I'm going to start only posting unbound lists and tagging you in every one for your opinion on the topic (which we all already know) :laugh:

On topic and out of pure speculation, check out this image of the DW formation:










Is that a sergeant with lightning claws I see in the background?!?! I could really use them not having to take the stormbolter/power sword combo.


----------



## MidnightSun (Feb 10, 2009)

ntaw said:


> Is that a sergeant with lightning claws I see in the background?!?! I could really use them not having to take the stormbolter/power sword combo.

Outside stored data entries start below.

PR #2382, opened 2026-05-31
fix: wayland double-buffer management and release listener

### LINKED ISSUE #2381: [Feature]: throttle updates by frame output
- [x] Wayland [shm buffer](https://wayland.app/protocols/wayland#wl_shm) management logic is partially implemented. Conky is currently only allocating a single buffer from [`shm_pool`](https://wayland.app/protocols/wayland#wl_shm_pool) and mutating it instead of managing two separate buffers and just swapping them after Wayland commit call.
  
  This shouldn't be guarded by a compile flag - it's a requirement from Wayland. It's a bug currently because after commit the compositors expect they can use the shared memory freely as a static image and conky instead just clears the buffer and starts drawing the new one.

- [x] [`wl_buffer`](https://wayland.app/protocols/wayland#wl_buffer) release listener is missing. Wayland compositors send a [`wl_buffer.release`](https://wayland.app/protocols/wayland#wl_buffer:event:release) event when they're done reading a buffer. This is the signal that it's safe to continue drawing on the buffer that was previously committed.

It certainly looks like it, which would be darn diddly handy and also make sense in the fluff, rather than all DW Sergeants leading their Thunder Hammer/Storm Shield-toting squad into battle with a Storm Bolter.


----------



## Xabre (Dec 20, 2006)

MidnightSun said:


> Huh, must've misread those, I thought Attack Squadron was Bikes _and_ Land Speeders (the Attack Squadron in the Codex, at least at present, doesn't _have_ to include a Land Speeder), and the Support Squadron was Land Speeders _and_ one of the specialist Land Speeders, but perhaps not.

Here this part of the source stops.